- _Task instructions_:
Below are records; copy every line among them that contains the word "followed".

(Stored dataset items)

+ + +

PR #5598, opened 2023-02-13
Adding Time-based One-Time Passcode (RFC6238) support for 2FA to Login and IAM service

kiddigital:
This PR adds a way to support 2-Factor Authentication.

By default Domoticz activates TOTP support for each User that has enabled 2FA (via the MyProfile screen). The Authentication screen requires a 6-digit passcode as additional Authentication factor next to the Username and Password.

This can be disabled using a command-line option (`-disable2fa`).

image

The standard Login screen of the Domoticz UI will request an TOTP code (on a second window) as well for Users that have set a TOTP secret. A check will be performed to validate the TOTP code against the Users secret.
 
It works with several Authenticators like [FreeOTP](https://freeotp.github.io/), [Google Authenticator](https://googleauthenticator.net/) and [Microsofts Authenticator](https://www.microsoft.com/en-us/security/mobile-authenticator-app). See screenshot below:

Depending on the Authenticator used, you can either enter the secret manually (often the base32 encoded string) or you need a QR-code to setup the Authenticator. 

### New 'My Profile' menu-option
There is a new '**_My Profile_**' menu option under 'Setup' (for Admin) or 'Profile' (for non-admins) where you can enable Two-Factor Authentication for the logged-in User (but only when Domoticz is running with the `-enable2fa` flag).

(You can also change the users password here :) No need to do that via an Admin and User management anymore)

When you '_enable MFA_' , an additional field appears where you need to enter the (base32 encoded) TOTP secret. A QR-code is display alongside that can be used to configure the Authenticator used.

At the moment, the secret has to have a length of 20 characters (at least 16 as it will be filled-up to 20) and only `sha1` is supported. Also only the standard 30-seconds interval is supported.

#### More on TOTP MFA QR-code 
On Linux a QR-code can be generated as followed (using the Python QR-code library):
```
echo -n "MySuperSecret1234567"|base32|qr "otpauth://totp/domoticz?algorithm=SHA1&digits=6&secret=$(</dev/stdin)"
```
(or leave out the part after 'base32' to just get the base32 encoded version of the specified secret.)

You can also use the [2fa-qr](https://stefansundin.github.io/2fa-qr/) site to enter the info and create a QR code on the fly.


kiddigital:
@gizmocuz , I did some updating to this PR and now when Domoticz is started with `-enable2fa`, the standard Login screen will ask for an (optional) TOTP code. If a user has set a TOTP-secret, a 2FA check will be performed.

gizmocuz:
I think it is best that this is an additional step ... Username/Password screen ---> check if user has 2FA enabled ---> Show 2FA screen for TOTP code --> inside
Would that make sense security wise? Also we could start with normal username/password for users that don't have this enabled as we don't know in advance who's going to login

kiddigital:
Created a 'MyProfile' page looking like this:
image

Needs some labels/translation to be filled in but its there :)

@gizmocuz , for non-admin there now is a small menu as well instead of the 'logout'-button. Hope you like it.

kiddigital:
> I think it is best that this is an additional step ... Username/Password screen ---> check if user has 2FA enabled ---> Show 2FA screen for TOTP code --> inside Would that make sense security wise? Also we could start with normal username/password for users that don't have this enabled as we don't know in advance who's going to login

@gizmocuz  Done :)

gizmocuz:
Thanks for all work! Looking great! As this is now a branch, we can delete this PR

kiddigital:
> Thanks for all work! Looking great! As this is now a branch, we can delete this PR

Sort of agree :) I like the PR to stick around for the documentation and information for now. I will keep the PR and Branch in-sync.

(Advantage in my opinion in merging the PR, is that a provides a good history while branches should be removed after a while).

kiddigital:
This PR has been followed-up by #5712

+ + +

- _Exercise solution_:
On Linux a QR-code can be generated as followed (using the Python QR-code library):
This PR has been followed-up by #5712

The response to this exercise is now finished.